MDB gives you the capability of scrolling through the events like more does. You can also pull the data from a core dump, either live core or a post mordem dump.
# mdb unix.0 vmcore.0
Loading modules: [ krtld genunix specfs dtrace ufs ssd fcp fctl qlc pcisch sd ip hook neti sctp arp usba nca random md logindmux ptm cpc sppp crypto fcip wrsmd zfs nfs ipc ]
> ::fptrace
fp trace buffer contents
[Fri Sep 12 2008 13:09:34:745:629:500] 0=>fp(1)::fp_get_lilpmap Begin; port=60032c18000, map=60032c180f0
[Fri Sep 12 2008 13:09:34:745:720:800] 1=>fp(1)::fp_get_lilpmap End; port=60032c18000, map=60032c180f0
[Fri Sep 12 2008 13:09:34:745:726:300] 2=>fp(1)::fp_fabric_login Begin; port=60032c18000, job=60032c95f18
[Fri Sep 12 2008 13:09:34:745:755:500] 3=>fp(1)::fp_fabric_login End; port=60032c18000, job=60032c95f18
[Fri Sep 12 2008 13:09:34:746:029:800] 4=>fp(1)::fp_flogi_intr; port=60032c18000, pkt=60032c8d9c8, state=e
.......
[Fri Nov 14 2008 00:45:57:990:286:400] 3299=>fp(0)::fp_unsol_cb: s_id=3703ef, d_id=375c00, type=1, r_ctl=22, f_ctl=290000
seq_id=0, df_ctl=0, seq_cnt=0, ox_id=ffff, rx_id=ffff ro=0, buffer[0]:5
[Fri Nov 14 2008 00:45:57:990:323:200] 3300=>fp(0)::Accepting LOGO; d_id=3703ef, pd=60032cfcac0, tolerance=0 retain=1
[Fri Nov 14 2008 00:45:57:990:391:400] 3301=>fp(0)::fp_ulp_devc fired; port=60032dc1000, len=1
[Fri Nov 14 2008 00:45:57:990:559:100] 3302=>fp(0)::fp_plogi_group begin; port=60032dc1000, job=60032c95428
[Fri Nov 14 2008 00:45:57:990:567:600] 3303=>fp(0)::fp_plogi_group contd; port=60032dc1000, pd=60032cfcac0
[Fri Nov 14 2008 00:45:58:045:465:100] 3304=>fp(0)::fp_plogi_intr: port=60032dc1000, job=60032c95428, d_id=3703ef, jcount=1 pkt=60032dc96f0, state=e
[Fri Nov 14 2008 00:45:58:045:564:200] 3305=>fp(0)::PLOGI to 3703ef failed. state=e reason=5.
[Fri Nov 14 2008 00:45:58:045:723:700] 3306=>fp(0)::fp_plogi_group end: port=60032dc1000, job=60032c95428
[Fri Nov 14 2008 00:45:58:045:729:900] 3307=>fp(0)::fp_plogi_group begin; port=60032dc1000, job=60032c94ee8
Very cool. Looks somewhat similar to a portlogdump from the brocade switches. Besides, now that solaris is open, you can actually see what things mean. Take for instance fp_unsol_cb.
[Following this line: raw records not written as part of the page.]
PR #478, opened 2020-02-23
Add prefix autodetecting for 'armv5te-unknown-linux-musleabi' target

antage:
Rustup supports `armv5te-unknown-linux-musleabi` target but `cc-rs` can't autodetect the prefix of CLI tools (\*-gcc/\*-g++). This PR fixes it.

### DIFF
--- a/src/lib.rs
+++ b/src/lib.rs
@@ -1994,6 +1994,7 @@ impl Build {
                         "arm-unknown-linux-gnueabi" => Some("arm-linux-gnueabi"),
                         "armv4t-unknown-linux-gnueabi" => Some("arm-linux-gnueabi"),
                         "armv5te-unknown-linux-gnueabi" => Some("arm-linux-gnueabi"),
+                        "armv5te-unknown-linux-musleabi" => Some("arm-linux-gnueabi"),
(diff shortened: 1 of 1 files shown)


src/lib.rs
```diff
@@ -1994,6 +1994,7 @@ impl Build {
                         "arm-unknown-linux-gnueabi" => Some("arm-linux-gnueabi"),
                         "armv4t-unknown-linux-gnueabi" => Some("arm-linux-gnueabi"),
                         "armv5te-unknown-linux-gnueabi" => Some("arm-linux-gnueabi"),
+                        "armv5te-unknown-linux-musleabi" => Some("arm-linux-gnueabi"),
```
alexcrichton: Should this be `arm-linux-musleabi`, or is intentional that gcc is used for the musl target?

antage: `*-musleabi` is the same target as `*-gnueabi` but it uses a static linking with [musl libc](https://musl.libc.org/). Both targets use gcc.
I tested some `*-sys` crates and it works fine.
Neither Debian nor Ubuntu have `arm-linux-musleabi` toolchain packages.

alexcrichton: Ok, thanks for confirming!

PR #479, opened 2020-03-03
Add tool autodetection for armv7a targets

jonas-schievink:


jonas-schievink:
@alexcrichton Okay, this should be ready now I think

PR #481, opened 2020-03-03
Do not set the -fPIC flag for Windows targets when using clang for CX…

### LINKED ISSUE #480: CXX build fails with clang as compiler for Windows MSVC
Maybe this is a pretty far out edge case, but I am using clang on windows for the msvc target and when compiling in cpp mode I receive this error:
cargo:warning=clang: error: unsupported option '-fPIC' for target 'x86_64-pc-windows-msvc'

I noticed in the cc-rs source that you are not setting -fPIC for windows-gnu targets when using the clang toolchain. I removed just the -gnu to also target windows-msvc (and any other Windows targets) and that works. I was thinking of also being more explicit and adding windows-msvc, but practically I don't see any other targets besides windows-gnu & windows-msvc.

I will submit a PR, if it's too edge casey or has other unforseen consequences, let me know! 

Also, thanks for a very useful crate :)

datalus:
Fixes #480

### DIFF
--- a/src/lib.rs
+++ b/src/lib.rs
@@ -1374,7 +1374,7 @@ impl Build {
                 // Disable generation of PIC on bare-metal for now: rust-lld doesn't support this yet
                 if self
                     .pic
-                    .unwrap_or(!target.contains("windows-gnu") && !target.contains("-none-"))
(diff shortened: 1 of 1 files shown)


alexcrichton:
Thanks!

PR #488, opened 2020-04-21
fix find_tool and find_vs_version might returns incompatible values

Speedy37:
On my PC, I have both MSVC 15 and 16 and found out that find_vs_version returns MSVC 16 while find_tool return MSVC 15 linker.

This caused rust to use MSVC 15 linker, while cmake generated file where made with MSVC 16.

### DIFF
--- a/src/windows_registry.rs
+++ b/src/windows_registry.rs
@@ -80,7 +80,7 @@ pub fn find_tool(target: &str, tool: &str) -> Option<Tool> {
     // environment variables like `LIB`, `INCLUDE`, and `PATH` to ensure that
     // the tool is actually usable.
 
-    return impl_::find_msvc_15(tool, target)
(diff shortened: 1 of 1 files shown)


Speedy37:
Maybe a better approach to find the latest version would be to implement something like: https://github.com/microsoft/vswhere/blob/f078b21784b53dd811ad72f0334b7b70f22aa9cf/src/vswhere.lib/InstanceSelector.cpp#L34

alexcrichton:
Thanks for this! I agree though yeah if we're doing comparisons we should probably do some pattern matching here, because otherwise I think this is doing lexicographical ordering which isn't numerical ordering? (or semver ordering)

Speedy37:
I now convert installation version to Vec<u16> for the ordering.

alexcrichton:
Nice!

PR #489, opened 2020-04-21
Fix Android clang compiler path when building with Windows host

Osspial:
On Windows, the Android NDK provides the `%ANDROID_TARGET%-clang` executable as a `.cmd` file rather than an `.exe` file. `std::process::Command` can only resolve `.exe` commands when the command extension isn't explicitly provided (see https://github.com/rust-lang/rust/issues/37519#issuecomment-390311261), so `cc-rs` mistakenly thinks the `%ANDROID_TARGET%-clang` compiler isn't installed on the system even when it's in the path. This PR fixes that.

### DIFF
--- a/src/lib.rs
+++ b/src/lib.rs
@@ -1980,7 +1980,11 @@ impl Build {
                         .replace("thumbv7neon", "arm")
                         .replace("thumbv7", "arm");
                     let gnu_compiler = format!("{}-{}", target, gnu);
-                    let clang_compiler = format!("{}-{}", target, clang);
+                    let clang_compiler = if host.contains("windows") {
+                        format!("{}-{}.cmd", target, clang)
+                    } else {
+                        format!("{}-{}", target, clang)
+                    };
                     // Check if gnu compiler is present
                     // if not, use clang
                     if Command::new(&gnu_compiler).spawn().is_ok() {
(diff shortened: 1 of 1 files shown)


alexcrichton:
To confirm, this has always been the case, right? Should we perhaps check for `.exe` and fall back to `.cmd` if it's available?

Osspial:
As far as I understand this has always been the case, but there's no harm in checking for the `.exe` file. I've updated the code to do so.

alexcrichton:
Thanks! Actually though while you're at it, this is something that I missed previously. Could you replace `.spawn()` with `.output()`? Otherwise I think this runs a risk of creating a zombie process.

alexcrichton:
Ah it's ok I'll tweak that locally

Osspial:
It looks like 4469060c5a3ae21aa7b3dccec6aaef65655f9b9d changed the check at [`lib.rs:1994`](https://github.com/alexcrichton/cc-rs/blob/master/src/lib.rs#L1994) from `is_err` to `is_ok`, which broke this fix.

alexcrichton:
Oops sorry about that! I mistakenly assumed which compiler was being tested. I pushed up a new release which I think should fix this.

Osspial:
Looks like that's fixed things. Thanks!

Take a look at opensolaris code and you see what fp_unsol_cb (line 10454) does. And how we are tracing.
10468 FP_TRACE(FP_NHEAD1(1, 0), "fp_unsol_cb: s_id=%x,"
10469 " d_id=%x, type=%x, r_ctl=%x, f_ctl=%x"
10470 " seq_id=%x, df_ctl=%x, seq_cnt=%x, ox_id=%x, rx_id=%x"
10471 " ro=%x, buffer[0]:%x", buf->ub_frame.s_id, buf->ub_frame.d_id,
10472 buf->ub_frame.type, buf->ub_frame.r_ctl, buf->ub_frame.f_ctl,
10473 buf->ub_frame.seq_id, buf->ub_frame.df_ctl, buf->ub_frame.seq_cnt,
10474 buf->ub_frame.ox_id, buf->ub_frame.rx_id, buf->ub_frame.ro,
10475 buf->ub_buffer[0]);
You can now go through the source code and see what things mean. Now there shouldn't be anymore need for you to quote the Young Indiana Jones, "Everybody's lost but me". At least those who read my blog.